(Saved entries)
────────────────
PR #1626, opened 2026-06-15
feat: allow filesystem tools to access HAOS sibling volumes

### LINKED ISSUE #1586: [FEATURE] Allow filesystem tools to access HAOS sibling volumes (/share, /media, /ssl, /backup)

The custom filesystem directories feature added in v7.7.0 (#1568) works great for extending read/write access to subdirectories of /config. However, it only accepts paths relative to the config directory and blocks absolute paths and ../ traversal. This means the other HAOS volume mounts that the add-on container already has access to (/share, /media, /ssl, /backup) are completely unreachable from the filesystem tools.

I'd like the ability to grant the filesystem tools access to these HAOS volumes, either through a separate "Allowed HAOS volumes" setting in the web Settings UI, or by extending the custom directories field to accept the fixed set of known HAOS volume names (share, media, ssl, backup) which resolve to their absolute mount points internally.

Ideally each volume would have independent read/write control. /share and /media are natural read/write candidates, while /ssl and /backup would typically only need read access.

### Why do you need this?

On HAOS, /share is the standard cross-add-on exchange directory. I use it to pass files between add-ons (EMHASS output, Node-RED exports, custom scripts). Right now the only way to read or write anything there from an AI assistant is through SSH or the File Editor UI, neither of which is reachable through the MCP tool layer.

I tried proxying through both the Advanced SSH & Web Terminal add-on and the File Editor add-on using ha_manage_addon, but SSH has no REST API for command execution (it's a ttyd web terminal) and File Editor returns HTTP 420 on every API call via ingress (session auth required).

/media is similarly useful for managing TTS output, camera snapshots, and dashboard images. /backup would be handy for verifying a backup exists before a risky operation (ha_manage_backup handles creation and restore, but there's no way to browse backup contents or confirm a specific backup file landed). /ssl is a minor convenience for checking certificate expiry.

The add-on container already maps all four volumes (the config.yaml map field lists share, media, ssl, backup). The filesystem is accessible at the process level; only the tool-level allowlist prevents it.

### Additional context

Environment: HAOS on RPi, ha-mcp v7.7.0 stable add-on, ha_mcp_tools v7.7.0 custom component installed via HACS, beta filesystem tools enabled via web Settings UI.

The custom directories feature (#1568) is the natural extension point. The security model just needs a way to accept these specific volume paths without opening arbitrary absolute paths. A simple checkbox list per volume in the web Settings UI would be the cleanest approach.

Workarounds attempted and failed:
- ha_manage_addon proxy to Advanced SSH (a0d7b954_ssh): no REST API, ttyd only
- ha_manage_addon proxy to File Editor (core_configurator): HTTP 420 on all API calls
- Custom directories with ../share: blocked by path traversal check
- Custom directories with /share: blocked by absolute path check

kingpanther13:
## What does this PR do?

Closes #1586.

**Sibling-volume access (#1586).** The custom-directory allowlist (#1568)
rejected every absolute path, so the HAOS volumes the container already mounts
(`/share`, `/media`, `/ssl`, `/backup`) were unreachable. Users can now add one
of those roots — or a subdirectory — in the existing "Custom filesystem
directories" settings editor; the `ha_mcp_tools` component enforces access
against the volume root exactly as it does config-relative dirs (read+write; the
`.storage`/`secrets.yaml` deny floor still applies). Component → 0.9.0, with
`MIN_COMPONENT_VERSION` raised to match.

**`ha_manage_backup` snapshot list.** Adds `(snapshot, list)`, exposing HA's
`backup/info` inventory so a caller can discover backup IDs / confirm a backup
landed (read-only, exempt in read-only mode) — the maintainer-requested fold-in
from #1586.

**Security hardening.** Permission was checked on the lexically-normalized path
(which erases an intermediate symlink), but the file was opened from the raw
path the kernel resolves physically — so a `<allowed>/<symlink>/..` could escape
the allowlist to arbitrary files (read/write/delete). Enforcement now resolves
the RAW path (symlinks then `..`, as `open(2)` does) and re-checks containment,
closing it for the new volume paths and the existing config-relative allowlist.
The fix is entirely in the custom component (the server does no file I/O), so it
ships with the component update.

**CI + docs.** `custom_components/` is now covered by CI's ruff and mypy (it was
`src/`-only); latent mypy findings fixed. Corrected stale beta/README docs
(per-edit backups *are* restorable via `ha_manage_backup`; writable dirs include
`dashboards/` plus configured custom dirs/volumes).

## Type of change
- [x] 🐛 Bug fix
- [x] ✨ New feature
- [x] 📚 Documentation
- [x] 🔧 Maintenance/refactor
- [ ] 🧪 Tests only
- [ ] 💥 Breaking change

## Testing

## Checklist

### DIFF
--- a/.github/workflows/pr.yml
+++ b/.github/workflows/pr.yml
@@ -148,7 +148,7 @@ jobs:
       run: uv sync --dev
 
     - name: Run ruff check
-      run: uv run ruff check src/ tests/ homeassistant-addon/ homeassistant-addon-webhook-proxy/ scripts/
+      run: uv run ruff check src/ tests/ custom_components/ homeassistant-addon/ homeassistant-addon-webhook-proxy/ scripts/
 
     - name: Run ruff format check on changed Python files
       run: |
@@ -210,7 +210,7 @@ jobs:
 
     - name: Run mypy
       run: |
-        uv run mypy src/ homeassistant-addon/ scripts/
+        uv run mypy src/ custom_components/ homeassistant-addon/ scripts/
         uv run mypy homeassistant-addon-webhook-proxy/start.py
 
   # Fast unit tests (no Docker, no HA instance needed)
--- a/README.md
+++ b/README.md
@@ -245,8 +245,8 @@ Some tools require a companion custom component installed in Home Assistant. Sta
 | Tool | Description |
 |------|-------------|
 | `ha_config_set_yaml` *(beta)* | Safely add, replace, or remove top-level YAML keys in `configuration.yaml` and package files (automatic backup, validation, and config check) |
-| `ha_list_files` *(beta)* | List files in allowed directories (www/, themes/, custom_templates/) |
-| `ha_read_file` *(beta)* | Read files from allowed paths (config YAML, logs, www/, themes/, custom_templates/, custom_components/) |
+| `ha_list_files` *(beta)* | List files in allowed directories |
+| `ha_read_file` *(beta)* | Read files from allowed paths (config YAML, logs, and allowed directories) |
 | `ha_write_file` *(beta)* | Write files to allowed directories |
 | `ha_delete_file` *(beta)* | Delete files from allowed directories |
 
--- a/custom_components/ha_mcp_tools/__init__.py
+++ b/custom_components/ha_mcp_tools/__init__.py
@@ -492,7 +492,14 @@ def _is_volume_path_allowed(abs_path: str, extra_dirs: list[str] | None) -> bool
         return False
     if _violates_volume_deny_floor(normalized):
         return False
-    if not _matches_extra_dir(normalized, extra_dirs):
+    # POSIX-explicit allowlist match (not _matches_extra_dir, which joins on
+    # os.sep): a volume path is inherently "/"-separated, so match on a "/"
+    # boundary so a configured "/share" grants "/share" and "/share/..." but
+    # never "/shared". Config-relative entries in the mixed list never match an
+    # absolute path here.
+    if not extra_dirs or not any(
+        normalized == d or normalized.startswith(d + "/") for d in extra_dirs
+    ):
         return False
     return _resolves_within(Path(root), abs_path)
 
--- a/custom_components/ha_mcp_tools/__init__.py
+++ b/custom_components/ha_mcp_tools/__init__.py
@@ -10,11 +10,13 @@ import errno
 import fnmatch
 import logging
 import os
+import posixpath
 import secrets
 import shutil
+from collections.abc import Awaitable, Callable
 from datetime import datetime
 from io import StringIO
-from pathlib import Path
+from pathlib import Path, PurePosixPath
 from typing import Any
 
 import voluptuous as vol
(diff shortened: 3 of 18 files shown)


Patch76 (approved):
Verified against `e745f5b`:

- **Symlink-safe containment.** `_resolves_within` at `custom_components/ha_mcp_tools/__init__.py:413` resolves the raw input via `Path.resolve()` (matching `open(2)` semantics) and checks `is_relative_to(base.resolve())`, fail-closed on `(OSError, ValueError)`. `_violates_volume_deny_floor` at L435 applies the `.storage` / `secrets.yaml` floor against both the requested segments and the resolved target case-insensitively, so a renamed symlink pointing at `.storage/auth` or `secrets.yaml` is denied even when the lexical path looks innocuous. `TestVolumeSymlinkEscape` and `TestResolvesWithin` pin the regression for both the `<volume>/<symlink>/..` lexical-erase escape and the resolved-target floor.
- **Volume gate (`_is_volume_path_allowed`, L478-504).** Three-pass: `_volume_root_for` boundary-matches on `/` so `/shared` cannot ride on `/share`, deny floor on the normpath'd path, allowlist match on a POSIX `/` boundary (not `os.sep` — the volumes are inherently POSIX and the comment at L495-499 calls that out), then `_resolves_within`. `_normalize_extra_dir` at L507 makes `extra_dirs` canonical upstream, so Gemini's normpath suggestion at L504 would be redundant against the contract that hits this function.
- **`list_backups` (`src/ha_mcp/tools/backup.py:769`).** WS error tuple handled, undated entries sink via `_date_floor = datetime.min.replace(tzinfo=UTC)` so a mix of `…Z` and `…+00:00` cannot misorder lexically, `total` surfaced separately from `count` so truncation is observable. `_summarize_backup` (L734) takes `max` size across agents, coerces float→int and excludes `bool`. The `logger.error` at L828 that Gemini flagged matches the pre-existing sibling pattern at L514 and L712 — a separate cross-cutting refactor PR is the right place for that, not this one.
- **`MIN_COMPONENT_VERSION` bump to 0.9.0.** Cross-repo gate at `src/ha_mcp/tools/tools_filesystem.py:64` plus the version check that fails before any volume-path operation reaches an old component, so a stale install surfaces the actionable upgrade prompt rather than a silent path mismatch.
- **Coverage.** 1324 lines in `tests/src/unit/test_custom_component_filesystem.py` — `TestResolvesWithin`, `TestVolumePathEnforcement`, `TestVolumeSymlinkEscape`, `TestNormalizeVolumeDir`, `TestListFilesSyncVolumePaths`, `TestDenyFloor`'s symlink-target branches — plus `TestSummarizeBackup` + undated-sort pin in `tests/src/unit/test_backup_agent_lookup.py`. Pipeline including HAOS E2E (inaddon + jenkins) green.

Two non-blocking observations:

- `get_connected_ws_client` returns `(client | None, dict | None)`; the `error or create_error_response(...)` fallback at backup.py:785-790 is unreachable behind the `if error:` guard. Belt-and-suspenders, harmless.
- A direct test injecting `OSError` / `ValueError` on `Path.resolve()` to pin the False return of `_resolves_within` would close the only branch the escape tests cover indirectly.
────────────────
● **What this task involves**
Copy each line in the data that holds the word "logs".

● **Expected output**
-| `ha_read_file` *(beta)* | Read files from allowed paths (config YAML, logs, www/, themes/, custom_templates/, custom_components/) |
+| `ha_read_file` *(beta)* | Read files from allowed paths (config YAML, logs, and allowed directories) |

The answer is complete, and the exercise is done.